#### Work task
For the records below, tally the lines that include the word "think" and report the number alone.

#### Provided information
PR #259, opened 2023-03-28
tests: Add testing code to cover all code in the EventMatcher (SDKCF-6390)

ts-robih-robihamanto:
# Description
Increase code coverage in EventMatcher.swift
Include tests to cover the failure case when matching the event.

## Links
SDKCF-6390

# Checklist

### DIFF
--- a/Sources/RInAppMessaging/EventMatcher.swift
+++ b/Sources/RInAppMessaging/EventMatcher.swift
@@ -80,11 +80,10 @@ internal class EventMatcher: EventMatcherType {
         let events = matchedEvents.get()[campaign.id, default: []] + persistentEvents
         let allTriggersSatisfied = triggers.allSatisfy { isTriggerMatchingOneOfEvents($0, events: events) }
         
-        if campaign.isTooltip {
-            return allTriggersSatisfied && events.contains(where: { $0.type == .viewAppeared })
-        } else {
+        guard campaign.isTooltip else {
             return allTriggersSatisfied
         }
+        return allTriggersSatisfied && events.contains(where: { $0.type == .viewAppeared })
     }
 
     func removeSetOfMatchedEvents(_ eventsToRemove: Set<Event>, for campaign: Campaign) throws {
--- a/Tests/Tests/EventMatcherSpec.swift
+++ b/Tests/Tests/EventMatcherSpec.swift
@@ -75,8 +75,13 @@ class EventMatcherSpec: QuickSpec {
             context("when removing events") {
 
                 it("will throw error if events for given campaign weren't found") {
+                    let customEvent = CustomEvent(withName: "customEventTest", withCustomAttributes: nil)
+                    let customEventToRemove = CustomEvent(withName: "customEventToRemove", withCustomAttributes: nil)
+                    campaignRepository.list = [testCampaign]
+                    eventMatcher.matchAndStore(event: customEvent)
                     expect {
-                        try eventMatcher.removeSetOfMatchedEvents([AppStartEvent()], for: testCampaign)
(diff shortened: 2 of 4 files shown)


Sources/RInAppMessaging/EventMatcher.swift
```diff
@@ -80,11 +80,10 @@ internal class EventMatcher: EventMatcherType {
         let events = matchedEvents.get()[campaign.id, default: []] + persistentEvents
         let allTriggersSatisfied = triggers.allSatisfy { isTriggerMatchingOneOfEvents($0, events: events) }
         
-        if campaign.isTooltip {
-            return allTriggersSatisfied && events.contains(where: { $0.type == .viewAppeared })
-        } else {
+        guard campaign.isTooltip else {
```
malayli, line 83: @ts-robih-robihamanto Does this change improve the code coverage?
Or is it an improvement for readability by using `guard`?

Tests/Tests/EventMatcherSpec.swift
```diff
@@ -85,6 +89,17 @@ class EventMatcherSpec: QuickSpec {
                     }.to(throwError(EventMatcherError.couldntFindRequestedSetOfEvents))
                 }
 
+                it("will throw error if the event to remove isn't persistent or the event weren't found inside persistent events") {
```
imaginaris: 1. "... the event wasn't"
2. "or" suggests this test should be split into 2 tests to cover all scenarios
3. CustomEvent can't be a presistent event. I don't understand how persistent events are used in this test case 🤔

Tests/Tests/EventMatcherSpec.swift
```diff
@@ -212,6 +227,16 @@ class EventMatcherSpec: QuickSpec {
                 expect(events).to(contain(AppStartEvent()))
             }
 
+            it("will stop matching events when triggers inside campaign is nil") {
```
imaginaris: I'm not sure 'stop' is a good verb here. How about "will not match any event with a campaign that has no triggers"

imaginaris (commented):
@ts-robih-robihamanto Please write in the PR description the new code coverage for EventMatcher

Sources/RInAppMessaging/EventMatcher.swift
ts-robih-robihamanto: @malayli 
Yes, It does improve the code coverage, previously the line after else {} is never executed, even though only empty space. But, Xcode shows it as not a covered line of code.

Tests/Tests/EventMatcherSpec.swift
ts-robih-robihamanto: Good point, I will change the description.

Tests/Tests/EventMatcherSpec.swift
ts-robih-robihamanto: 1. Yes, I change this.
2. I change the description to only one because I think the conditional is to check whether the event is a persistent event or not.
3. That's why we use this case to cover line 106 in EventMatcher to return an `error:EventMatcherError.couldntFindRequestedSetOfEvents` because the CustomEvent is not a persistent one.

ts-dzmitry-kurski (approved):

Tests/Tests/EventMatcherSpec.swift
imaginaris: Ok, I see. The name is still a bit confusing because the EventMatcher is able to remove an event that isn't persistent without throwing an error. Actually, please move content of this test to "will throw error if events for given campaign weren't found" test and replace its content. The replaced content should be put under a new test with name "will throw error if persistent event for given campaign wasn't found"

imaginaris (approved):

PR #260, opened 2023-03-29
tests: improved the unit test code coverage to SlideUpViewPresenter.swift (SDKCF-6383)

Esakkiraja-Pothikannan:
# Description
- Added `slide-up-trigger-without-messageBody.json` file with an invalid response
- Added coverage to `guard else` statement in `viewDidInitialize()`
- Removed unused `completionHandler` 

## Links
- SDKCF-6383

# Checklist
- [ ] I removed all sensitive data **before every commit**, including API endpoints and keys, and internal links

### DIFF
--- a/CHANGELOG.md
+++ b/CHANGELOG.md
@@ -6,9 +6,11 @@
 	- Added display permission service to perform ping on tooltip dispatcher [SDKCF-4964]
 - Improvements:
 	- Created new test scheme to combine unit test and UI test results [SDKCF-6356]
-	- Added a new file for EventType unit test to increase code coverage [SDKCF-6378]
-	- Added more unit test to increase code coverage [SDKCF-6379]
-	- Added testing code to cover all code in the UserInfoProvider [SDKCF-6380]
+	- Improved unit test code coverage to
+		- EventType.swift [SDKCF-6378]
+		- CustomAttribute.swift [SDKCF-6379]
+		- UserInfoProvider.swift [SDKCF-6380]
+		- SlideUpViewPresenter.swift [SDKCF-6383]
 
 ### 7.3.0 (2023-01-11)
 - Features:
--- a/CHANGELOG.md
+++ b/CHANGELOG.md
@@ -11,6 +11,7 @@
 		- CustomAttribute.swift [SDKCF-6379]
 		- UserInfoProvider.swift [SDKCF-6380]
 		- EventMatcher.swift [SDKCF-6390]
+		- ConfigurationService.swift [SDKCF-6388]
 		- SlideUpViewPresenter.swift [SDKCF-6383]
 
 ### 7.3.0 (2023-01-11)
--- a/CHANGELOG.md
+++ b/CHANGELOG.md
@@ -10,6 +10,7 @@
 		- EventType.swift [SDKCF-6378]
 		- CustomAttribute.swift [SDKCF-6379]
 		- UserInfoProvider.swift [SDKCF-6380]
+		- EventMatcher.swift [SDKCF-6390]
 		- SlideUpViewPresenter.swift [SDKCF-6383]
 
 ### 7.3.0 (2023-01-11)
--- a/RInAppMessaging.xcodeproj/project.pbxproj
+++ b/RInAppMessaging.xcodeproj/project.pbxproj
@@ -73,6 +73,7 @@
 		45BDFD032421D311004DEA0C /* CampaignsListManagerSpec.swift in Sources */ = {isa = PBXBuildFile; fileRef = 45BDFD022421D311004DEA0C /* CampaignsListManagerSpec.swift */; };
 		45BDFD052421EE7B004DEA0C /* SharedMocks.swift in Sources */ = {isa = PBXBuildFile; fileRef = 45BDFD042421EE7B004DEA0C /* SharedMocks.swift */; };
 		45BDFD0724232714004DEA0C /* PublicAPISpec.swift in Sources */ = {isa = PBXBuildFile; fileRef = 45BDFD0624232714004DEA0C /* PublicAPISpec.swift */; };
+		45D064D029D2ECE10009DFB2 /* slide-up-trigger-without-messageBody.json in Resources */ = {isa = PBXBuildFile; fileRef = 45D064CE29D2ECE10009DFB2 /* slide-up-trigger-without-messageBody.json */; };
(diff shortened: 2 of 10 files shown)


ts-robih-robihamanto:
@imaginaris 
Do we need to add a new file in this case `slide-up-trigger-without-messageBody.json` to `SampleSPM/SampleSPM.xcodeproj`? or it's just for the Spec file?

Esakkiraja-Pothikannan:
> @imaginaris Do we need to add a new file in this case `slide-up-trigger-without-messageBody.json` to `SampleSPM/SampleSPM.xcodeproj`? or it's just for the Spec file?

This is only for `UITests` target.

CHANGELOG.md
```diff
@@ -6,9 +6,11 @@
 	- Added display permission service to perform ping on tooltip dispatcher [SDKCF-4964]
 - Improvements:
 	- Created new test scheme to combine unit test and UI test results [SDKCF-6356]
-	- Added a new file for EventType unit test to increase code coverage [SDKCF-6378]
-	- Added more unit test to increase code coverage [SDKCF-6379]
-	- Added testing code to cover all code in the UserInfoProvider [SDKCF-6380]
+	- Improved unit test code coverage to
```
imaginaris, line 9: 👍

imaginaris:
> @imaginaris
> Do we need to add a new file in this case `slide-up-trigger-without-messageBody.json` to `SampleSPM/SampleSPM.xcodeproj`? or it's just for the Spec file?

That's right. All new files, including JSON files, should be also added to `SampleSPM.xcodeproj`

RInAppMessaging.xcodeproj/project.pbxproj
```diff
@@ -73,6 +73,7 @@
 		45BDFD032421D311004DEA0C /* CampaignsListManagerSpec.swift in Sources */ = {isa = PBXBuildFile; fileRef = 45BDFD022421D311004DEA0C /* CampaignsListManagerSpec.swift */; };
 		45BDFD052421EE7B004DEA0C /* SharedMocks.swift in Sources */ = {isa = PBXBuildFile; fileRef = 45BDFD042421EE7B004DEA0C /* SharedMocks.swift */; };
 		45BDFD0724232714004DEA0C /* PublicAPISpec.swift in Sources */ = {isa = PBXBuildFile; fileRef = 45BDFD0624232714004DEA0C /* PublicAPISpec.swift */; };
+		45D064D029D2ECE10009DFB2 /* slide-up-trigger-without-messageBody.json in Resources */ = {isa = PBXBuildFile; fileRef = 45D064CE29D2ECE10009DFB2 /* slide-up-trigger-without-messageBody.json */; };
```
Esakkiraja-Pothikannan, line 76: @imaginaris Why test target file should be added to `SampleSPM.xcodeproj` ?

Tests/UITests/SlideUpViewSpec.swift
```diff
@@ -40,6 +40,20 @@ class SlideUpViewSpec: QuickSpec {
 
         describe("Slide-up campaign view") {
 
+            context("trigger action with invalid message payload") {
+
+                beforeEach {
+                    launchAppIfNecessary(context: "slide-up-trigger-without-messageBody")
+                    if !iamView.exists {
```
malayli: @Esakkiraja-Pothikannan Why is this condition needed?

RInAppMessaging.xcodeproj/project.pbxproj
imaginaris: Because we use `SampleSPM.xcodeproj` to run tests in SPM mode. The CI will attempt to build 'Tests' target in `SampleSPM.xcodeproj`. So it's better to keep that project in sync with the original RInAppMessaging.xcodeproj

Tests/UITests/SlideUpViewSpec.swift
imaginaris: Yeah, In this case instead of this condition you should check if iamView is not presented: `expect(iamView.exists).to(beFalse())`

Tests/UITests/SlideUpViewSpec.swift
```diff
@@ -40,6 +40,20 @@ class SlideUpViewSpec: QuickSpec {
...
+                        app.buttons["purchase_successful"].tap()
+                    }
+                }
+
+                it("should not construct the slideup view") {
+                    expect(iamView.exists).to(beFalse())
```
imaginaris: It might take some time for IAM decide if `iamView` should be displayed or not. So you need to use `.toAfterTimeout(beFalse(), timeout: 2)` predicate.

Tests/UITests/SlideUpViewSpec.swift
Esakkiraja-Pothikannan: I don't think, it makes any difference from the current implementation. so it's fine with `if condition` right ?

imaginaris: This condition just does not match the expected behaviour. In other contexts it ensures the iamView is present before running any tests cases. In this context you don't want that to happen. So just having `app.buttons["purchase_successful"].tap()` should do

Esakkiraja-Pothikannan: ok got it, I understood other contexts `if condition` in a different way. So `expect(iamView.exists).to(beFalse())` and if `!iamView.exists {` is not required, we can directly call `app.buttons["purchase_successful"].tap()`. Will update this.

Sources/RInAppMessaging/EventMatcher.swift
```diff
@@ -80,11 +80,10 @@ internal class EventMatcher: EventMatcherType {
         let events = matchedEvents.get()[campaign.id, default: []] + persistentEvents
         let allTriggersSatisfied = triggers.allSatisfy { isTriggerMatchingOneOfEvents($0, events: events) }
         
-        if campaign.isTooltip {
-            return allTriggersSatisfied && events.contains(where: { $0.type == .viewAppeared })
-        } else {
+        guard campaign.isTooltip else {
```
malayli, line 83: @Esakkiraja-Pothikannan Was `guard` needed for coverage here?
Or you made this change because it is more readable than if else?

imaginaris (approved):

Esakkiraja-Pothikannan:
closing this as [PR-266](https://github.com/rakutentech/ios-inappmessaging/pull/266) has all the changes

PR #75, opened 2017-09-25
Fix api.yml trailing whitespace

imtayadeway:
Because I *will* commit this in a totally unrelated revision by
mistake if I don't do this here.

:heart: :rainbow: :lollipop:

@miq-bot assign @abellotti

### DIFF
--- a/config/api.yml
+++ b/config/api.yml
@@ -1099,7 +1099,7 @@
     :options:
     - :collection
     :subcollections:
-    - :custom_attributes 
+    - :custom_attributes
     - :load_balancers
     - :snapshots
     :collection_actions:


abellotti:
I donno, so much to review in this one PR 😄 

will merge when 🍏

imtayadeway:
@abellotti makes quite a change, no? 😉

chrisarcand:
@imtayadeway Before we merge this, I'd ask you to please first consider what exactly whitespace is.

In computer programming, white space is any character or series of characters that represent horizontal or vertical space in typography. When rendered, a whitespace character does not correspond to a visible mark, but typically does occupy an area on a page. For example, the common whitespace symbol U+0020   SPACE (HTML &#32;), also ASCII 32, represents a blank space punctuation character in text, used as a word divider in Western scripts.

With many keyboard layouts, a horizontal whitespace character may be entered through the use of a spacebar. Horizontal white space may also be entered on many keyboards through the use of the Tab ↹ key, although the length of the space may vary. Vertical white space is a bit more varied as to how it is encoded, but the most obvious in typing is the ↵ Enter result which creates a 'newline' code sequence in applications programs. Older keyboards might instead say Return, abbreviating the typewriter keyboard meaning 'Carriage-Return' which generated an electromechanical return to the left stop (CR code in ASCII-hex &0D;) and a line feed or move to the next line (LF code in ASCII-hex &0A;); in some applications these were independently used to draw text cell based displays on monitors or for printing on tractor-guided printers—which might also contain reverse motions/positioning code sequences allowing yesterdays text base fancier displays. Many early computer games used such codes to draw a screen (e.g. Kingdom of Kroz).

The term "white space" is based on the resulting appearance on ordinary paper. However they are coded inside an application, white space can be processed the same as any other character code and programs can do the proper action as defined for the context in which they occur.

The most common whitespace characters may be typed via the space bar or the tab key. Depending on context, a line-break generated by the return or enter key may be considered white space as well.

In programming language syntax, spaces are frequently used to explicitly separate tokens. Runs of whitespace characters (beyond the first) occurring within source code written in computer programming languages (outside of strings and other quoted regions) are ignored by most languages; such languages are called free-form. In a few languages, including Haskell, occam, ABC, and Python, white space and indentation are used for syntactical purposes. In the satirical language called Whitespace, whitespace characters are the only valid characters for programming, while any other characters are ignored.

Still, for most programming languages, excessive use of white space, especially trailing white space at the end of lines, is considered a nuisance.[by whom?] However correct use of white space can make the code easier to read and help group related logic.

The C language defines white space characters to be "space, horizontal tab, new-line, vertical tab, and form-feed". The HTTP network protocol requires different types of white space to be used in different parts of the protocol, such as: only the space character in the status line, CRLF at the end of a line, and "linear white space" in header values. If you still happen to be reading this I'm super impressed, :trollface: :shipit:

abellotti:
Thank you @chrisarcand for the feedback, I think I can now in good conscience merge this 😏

#### Answer to this task
3